C) Assign putative gene functions

8) Under "Genes and Gene Prediction Tracks" in the browser turn "Pfam domains" to "pack" to visualize conserved domains in genomic context. Click on individual genes to open pages showing RefSeq gene annotations, and record each of these along with any associated Pfam or interpro domains.
9) From each RefSeq page click the "NCBI Blast Hits button". Are the annotations of the strongest Blast hits consistent with the P. aerophilum RefSeq annotation? If not, why do you think there are differences?
10) Click on the "Conserved Domain Database hits" entry at the top of the Blast list. If there are any conserved domains are these consistent with the P. aerophilum RefSeq annotation?
11) Can you assign putative functions for each of your three co-expressed clusters based on annotations or conserved domains? Can you relate these to time-dependent changes in cell cycling or growth conditions?

C) Use gene expression profiles to cluster EXPERIMENTAL CONDITIONS

12) in the "Distance" command menu of Genesis select "Pearson correlation"
13) in the "Analysis" command menu select "Calculate Hierarchical Clustering". Or just hit the "HCL" button.
14) select "Complete linkage clustering", and check both "cluster genes" and "cluster experiments". Hit "OK". Click on the new "Tree (Complete Linkage" in the "Clustering Results" file. Dendrograms at the top show clustering of experimental conditions. Dendrograms at the left show clustering of loci. Note that the view can be manipulated by selecting (click on the dendrogram to select) a subset of conditions or genes that are clustered together, then right-clicking your mouse and selecting "Flip sub-tree".
15) Which experiments cluster together? Can you draw any conclusions from this?
16) Go back to step 2 and repeat the above clustering steps using each of the different distance metrics in the "Distance" command menu. If you lose track of which tree is which the distance metric used for each is listed in the folder "General Information".
17) Is there a consistent pattern of experiments that cluster together under most distance metrics? Does this tell you anything about the data set? Are there any distance metrics that produce markedly different results from the majority?
18) In the file menu select "Save project" to save your clustering results. The saved project consists of a .txt file and a matching .xml file.
19) Open the Respiratory Response (Respiratory_response_genesis.txt) data set from the file menu in Genesis.

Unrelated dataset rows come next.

Issue #164, opened 2021-05-07
x/lockup: Enable users to elongate the lockup period for locked tokens


ValarDragon:
Suppose a user has locked up 10 tokens for 2 days. We should allow them to increase the lockup period to 1 week, without having to unlock and relock. This will probably require a new message type in x/lockup to do this, as we need the user to specify which initial lockup time duration they want to increase.

(E.g. if they have 10 tokens locked for 2 days, 20 tokens locked for 4 days, and want to move the 20 tokens to a lockup of 1 week)

Also this should only support increasing the lockup duration, not decreasing it

ValarDragon:
Prelaunch we should just ensure that this will be easy to upgrade in the future / double check how we handle state / implicit assumptions around this.

mconcat:
Adding `MsgEditLockup` would work and we can check that lockup duration change is positive in `ValidateBasic`. This would be extensible in the future for other modifications too.

PR #1253, opened 2022-04-14
Add lockup duration edit method

mconcat:
## Description

Closes: #164

______

For contributor use:


ValarDragon:
Ah sweet! Lets add a hook for this?

Also thoughts on renaming `EditLockup` to `ExtendLockup`?

mconcat:
> Ah sweet! Lets add a hook for this?
> 
> Also thoughts on renaming `EditLockup` to `ExtendLockup`?

I was thinking about using this method for editing other part of the lockups in the future(e.g. cancelling unlock) so we can reduce the total number of messages. If you think they should be in different message, I agree ExtendLockup is a better name!

ValarDragon:
I think they should be different messages!

(It is an interesting API question if CancelUnlock should be expected behavior of extend lockup on an unbonding lockup, but I think thats a future question)

proto/osmosis/lockup/tx.proto
```diff
@@ -49,3 +51,20 @@ message MsgBeginUnlocking {
   ];
 }
 message MsgBeginUnlockingResponse { bool success = 1; }
+
+message MsgEditLockup {
```
alexanderbez, line 55: nit: protodoc

x/lockup/keeper/lock.go
```diff
@@ -536,3 +537,40 @@ func (k Keeper) unlockInternalLogic(ctx sdk.Context, lock types.PeriodLock) erro
 	k.hooks.OnTokenUnlocked(ctx, owner, lock.ID, lock.Coins, lock.Duration, lock.EndTime)
 	return nil
 }
+
+func (k Keeper) EditLockup(ctx sdk.Context, lock types.PeriodLock, newDuration time.Duration) error {
+	// sanity check
```
alexanderbez, line 542:
```suggestion
```

x/lockup/keeper/lock.go
```diff
@@ -536,3 +537,40 @@ func (k Keeper) unlockInternalLogic(ctx sdk.Context, lock types.PeriodLock) erro
...
+
+	// check unlocking
```
alexanderbez, line 544:
```suggestion
```

x/lockup/keeper/lock.go
```diff
@@ -536,3 +537,40 @@ func (k Keeper) unlockInternalLogic(ctx sdk.Context, lock types.PeriodLock) erro
...
+		return fmt.Errorf("cannot edit unlocking lockup")
+	}
+
+	// check synthetic lockup exists
+	if k.HasAnySyntheticLockups(ctx, lock.ID) {
+		return fmt.Errorf("cannot edit lockup with synthetic lock")
+	}
+
+	if newDuration != 0 {
+		// check newDuration > duration
```
alexanderbez, line 555:
```suggestion
```

x/lockup/keeper/msg_server.go
```diff
@@ -155,3 +155,32 @@ func createBeginUnlockEvent(lock *types.PeriodLock) sdk.Event {
...
+func (server msgServer) EditLockup(goCtx context.Context, msg *types.MsgEditLockup) (*types.MsgEditLockupResponse, error) {
+	ctx := sdk.UnwrapSDKContext(goCtx)
+
+	lock, err := server.keeper.GetLockByID(ctx, msg.ID)
+	if err != nil {
+		return nil, sdkerrors.Wrap(sdkerrors.ErrInvalidRequest, err.Error())
+	}
+
+	if msg.Owner != lock.Owner {
+		return nil, sdkerrors.Wrap(types.ErrNotLockOwner, fmt.Sprintf("msg sender (%s) and lock owner (%s) does not match", msg.Owner, lock.Owner))
```
alexanderbez, line 168: Nit: Use `Wrapf` instead of `Sprintf`

x/lockup/types/msgs.go
```diff
@@ -92,3 +93,27 @@ func (m MsgBeginUnlocking) GetSigners() []sdk.AccAddress {
...
+		Owner:    owner.String(),
+		ID:       id,
+		Duration: duration,
+	}
+}
+
+func (m MsgEditLockup) Route() string { return RouterKey }
+func (m MsgEditLockup) Type() string  { return TypeMsgEditLockup }
+func (m MsgEditLockup) ValidateBasic() error {
+	return nil
```
alexanderbez, line 109: There's zero validation we want to do here? What about checking the fields for basic bounds?

x/lockup/keeper/lock.go
```diff
@@ -536,3 +537,40 @@ func (k Keeper) unlockInternalLogic(ctx sdk.Context, lock types.PeriodLock) erro
...
+		for _, coin := range lock.Coins {
+			k.accumulationStore(ctx, coin.Denom).Decrease(accumulationKey(lock.Duration), coin.Amount)
+			k.accumulationStore(ctx, coin.Denom).Increase(accumulationKey(newDuration), coin.Amount)
+		}
+
+		lock.Duration = newDuration
+	}
+
+	// update lockup
+	err := k.setLockAndResetLockRefs(ctx, lock)
```
mattverse, line 570: Do we not need to run `deleteLockRefs` to delete old lock refs? I'm not quite sure if `setLockAndResetLockRefs` is actually deleting the old refs

x/lockup/types/msgs.go
mconcat: Yup seems like adding nil/empty checks will be needed!

x/lockup/keeper/lock.go
mconcat: Thanks for catching it! Will fix this

mconcat: Matt pointed out that `setLockAndResetLockRefs` is bit misleading, because the name and the comment
```
// setLockAndResetLockRefs sets the lock, and resets all of its lock references
// This puts the lock into a 'clean' state, aside from the AccumulationStore.
```
implies that it removes the existing lockrefs, but actually it doesn't. Should we fix this behaviour, or change the name of the method?

mattverse: I think we wouldn't need to fix this within this PR, but instead create an issue to investigate on this.

That being said, I think it would suffice for this PR to ensure that old lock refs are getting deleted using `deleteLockRefs`

mconcat: I have replaced setLockAnd.. to a pair of delete and add lockrefs. This works!

ValarDragon: Oh interesting, lets make an issue and investigate this

mattverse: https://github.com/osmosis-labs/osmosis/issues/1275

x/lockup/types/msgs.go
alexanderbez: What about making sure the owner is empty?

x/lockup/keeper/lock.go
```diff
@@ -536,3 +537,42 @@ func (k Keeper) unlockInternalLogic(ctx sdk.Context, lock types.PeriodLock) erro
 	k.hooks.OnTokenUnlocked(ctx, owner, lock.ID, lock.Coins, lock.Duration, lock.EndTime)
 	return nil
 }
+
+func (k Keeper) ExtendLockup(ctx sdk.Context, lock types.PeriodLock, newDuration time.Duration) error {
+	if lock.IsUnlocking() {
+		return fmt.Errorf("cannot edit unlocking lockup")
```
alexanderbez, line 543:
```suggestion
		return fmt.Errorf("cannot edit unlocking lockup for lock %d", lock.ID)
```

x/lockup/keeper/lock.go
```diff
@@ -536,3 +537,42 @@ func (k Keeper) unlockInternalLogic(ctx sdk.Context, lock types.PeriodLock) erro
...
+	}
+
+	// check synthetic lockup exists
+	if k.HasAnySyntheticLockups(ctx, lock.ID) {
+		return fmt.Errorf("cannot edit lockup with synthetic lock")
```
alexanderbez, line 548:
```suggestion
		return fmt.Errorf("cannot edit lockup with synthetic lock %d", lock.ID)
```

x/lockup/keeper/lock.go
```diff
@@ -536,3 +537,42 @@ func (k Keeper) unlockInternalLogic(ctx sdk.Context, lock types.PeriodLock) erro
...
+	}
+
+	oldLock := lock
+
+	if newDuration != 0 {
+		fmt.Println(newDuration, lock.Duration)
```
alexanderbez, line 554:
```suggestion
```

x/lockup/keeper/lock.go
```diff
@@ -536,3 +537,42 @@ func (k Keeper) unlockInternalLogic(ctx sdk.Context, lock types.PeriodLock) erro
...
+		if !(newDuration > lock.Duration) {
```
alexanderbez, line 555:
```suggestion
		if newDuration < lock.Duration {
```

x/lockup/keeper/lock.go
```diff
@@ -536,3 +537,42 @@ func (k Keeper) unlockInternalLogic(ctx sdk.Context, lock types.PeriodLock) erro
...
+	// update lockup
+	err := k.deleteLockRefs(ctx, unlockingPrefix(oldLock.IsUnlocking()), oldLock)
+	if err != nil {
+		return err
+	}
+	err = k.addLockRefs(ctx, lock)
+	if err != nil {
+		return err
+	}
+	return k.setLock(ctx, lock)
```
alexanderbez, line 577:
```suggestion
	// update lockup
	err := k.deleteLockRefs(ctx, unlockingPrefix(oldLock.IsUnlocking()), oldLock)
	if err != nil {
		return err
	}

	err = k.addLockRefs(ctx, lock)
	if err != nil {
		return err
	}

	return k.setLock(ctx, lock)
```

stackman27:
Closes [#164](https://github.com/osmosis-labs/osmosis/issues/164) ?

alexanderbez (approved):

alexanderbez (approved):

alexanderbez:
@mattverse wanna give this another look?

x/lockup/keeper/msg_server.go
```diff
@@ -155,3 +155,32 @@ func createBeginUnlockEvent(lock *types.PeriodLock) sdk.Event {
...
+	ctx.EventManager().EmitEvents(sdk.Events{
+		sdk.NewEvent(
+			types.TypeEvtLockTokens,
+			sdk.NewAttribute(types.AttributePeriodLockID, utils.Uint64ToString(lock.ID)),
+			sdk.NewAttribute(types.AttributePeriodLockOwner, lock.Owner),
+			sdk.NewAttribute(types.AttributePeriodLockDuration, lock.Duration.String()),
+		),
+	})
+
+	return &types.MsgExtendLockupResponse{}, nil
```
mattverse, line 185: We should either fill in the response field or delete it in the proto file if it's unused

x/lockup/keeper/lock_test.go
```diff
@@ -640,3 +640,63 @@ func (suite *KeeperTestSuite) TestSlashTokensFromLockByID() {
...
+	suite.Require().Error(err)
+
+	// duration increase should success
+	err = suite.App.LockupKeeper.ExtendLockup(suite.Ctx, *lock, time.Second*2)
+	suite.Require().NoError(err)
+
+	// check queries
+	lock, _ = suite.App.LockupKeeper.GetLockByID(suite.Ctx, lock.ID)
+	suite.Require().Equal(lock.Duration, time.Second*2)
+
```
mattverse, line 679: Can we add basic tests to ensure other fields of lock itself is preserved after `ExtendLockup`?
```suggestion
	suite.Require().Equal(1, lock.ID)
	suite.Require().Equal(coins, lock.Coins)
	
```

x/lockup/keeper/lock_test.go
```diff
@@ -640,3 +640,63 @@ func (suite *KeeperTestSuite) TestSlashTokensFromLockByID() {
...
+		Duration: time.Second,
+	})
+	suite.Require().Equal(int64(10), acc.Int64())
+
+	lock, _ := suite.App.LockupKeeper.GetLockByID(suite.Ctx, 1)
+
+	// duration decrease should fail
+	err = suite.App.LockupKeeper.ExtendLockup(suite.Ctx, *lock, time.Second/2)
+	suite.Require().Error(err)
+
```
mattverse, line 671: Could we also create test cases to err if the lock has same duration as the original lock?
```suggestion
	// extending lock with same duration should fail
	err = suite.App.LockupKeeper.ExtendLockup(suite.Ctx, *lock, time.Second)
	suite.Require().Error(err)
	
```

mattverse (commented):
Don't want to block this PR for so long being picky 😅 

Went through final review, should be good to merge after fix!

mattverse (approved):
🌮

proto/osmosis/lockup/tx.proto
```diff
@@ -49,3 +51,22 @@ message MsgBeginUnlocking {
...
+    (gogoproto.nullable) = false,
+    (gogoproto.stdduration) = true,
+    (gogoproto.jsontag) = "duration,omitempty",
+    (gogoproto.moretags) = "yaml:\"duration\""
+  ];
+
+  // extend for other edit, e.g. cancel unlocking
+}
+
+message MsgExtendLockupResponse { bool success = 1; }
```
ValarDragon, line 72: Should we remove this response field? (Can be done in a second PR)

Not sure what this would communicate relative to the general txs success / failure

x/lockup/keeper/lock.go
```diff
@@ -536,3 +537,51 @@ func (k Keeper) unlockInternalLogic(ctx sdk.Context, lock types.PeriodLock) erro
...
+		return err
+	}
+
+	err = k.setLock(ctx, lock)
+	if err != nil {
+		return err
+	}
+
+	k.hooks.OnTokenUnlocked(ctx, lock.OwnerAddress(), lock.ID, lock.Coins, oldLock.Duration, lock.EndTime)
+	k.hooks.OnTokenLocked(ctx, lock.OwnerAddress(), lock.ID, lock.Coins, lock.Duration, lock.EndTime)
```
ValarDragon, line 584: Lets re-assess these hook calls in a follow-up issue

x/lockup/keeper/msg_server_test.go
```diff
@@ -261,3 +262,78 @@ func (suite *KeeperTestSuite) TestMsgBeginUnlockingAll() {
 		}
 	}
 }
+
+func (suite *KeeperTestSuite) TestMsgEditLockup() {
```
ValarDragon, line 266: Great job on this test!

ValarDragon (approved):
Nice work on this!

20) Cluster experimental conditions with similar expression profiles using a) the Pearson correlation (same as #11 above), and b) using Euclidean distance. Which experiments cluster together now? How does this compare with the clustering pattern obtained with the temporal response data? What does this say about the statistical analyses used to separate loci that responded to respiratory conditions from those that responded to temporal conditions?

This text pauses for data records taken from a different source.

Issue #1196, opened 2022-04-05
x/gamm: JoinSwapExactAmountIn/ExitSwapShareAmountIn Share Inconsistency Investigation


alexanderbez:
The `TestJoinSwapExactAmountInConsistency` test has a case there is an expected number of resulting "out" amount number of tokens returned from `ExitSwapShareAmountIn` after calling `JoinSwapExactAmountIn`. The current theory is the swap fee is being applied incorrectly and that the no-swap variants of these calls should be tried out to test this theory and further understand why this is happening.

ref: https://github.com/osmosis-labs/osmosis/pull/1174

cc @ValarDragon

p0mvn:
I will try to investigate this. Should help me understand gamm better

PR #1254, opened 2022-04-14
chore: inverse unit tests for CalcInAmtGivenOut and CalcOutAmtGivenIn with zero swap fee

p0mvn:
Closes: #XXX

## Description

Trying to investigate https://github.com/osmosis-labs/osmosis/issues/1196 by incrementally adding more unit tests

These tests do not allow us to conclude anything with regards to #1196 yet. The tests added so far have a swap fee of 0. I'm planning to continue adding unit tests with a non-zero swap fee. Also, test other functionality and methods that are being called in `ExitSwapShareAmountIn` and `JoinSwapExactAmountIn`

______

For contributor use:


alexanderbez (commented):
So what did we find out here? There's a test case commented out in `TestJoinSwapExactAmountInConsistency`.

p0mvn:
> So what did we find out here? There's a test case commented out in `TestJoinSwapExactAmountInConsistency`.

Nothing yet, I'm planning to continue increasing tests / coverage for all methods called within `JoinSwapExactAmountIn`.

Currently, it's hard to determine where exactly the error is happening because we are missing unit tests for each of the methods called by`JoinSwapExactAmountIn`. By increasing the number of unit tests for each of the called methods, we should make it more likely to find the problem

x/gamm/pool-models/balancer/util_test.go
```diff
@@ -0,0 +1,42 @@
...
+}
+
+func createTestContext(t *testing.T) sdk.Context {
+	db := dbm.NewMemDB()
+	logger := log.NewNopLogger()
+
+	ms := rootmulti.NewStore(db, logger)
+
+	return sdk.NewContext(ms, tmtypes.Header{}, false, logger)
+}
```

21) Can you identify any loci that are in both the temporal response dataset and the respiratory response dataset? If so, how can you explain the occurrence of some loci in both sets?
22) Open the complete set of expression profiles for all loci in the P. aerophilum genome  (All_loci_genesis.txt) from the file menu in Genesis. Repeat the clustering of experimental conditions using a) the Pearson correlation and b) Euclidean distance. Which experiments cluster together now? What does this say about prevalent patterns genome-wide, i.e. does the clustering of experiments using the whole genome data set more strongly reflect temporal responses, respiratory responses, or neither?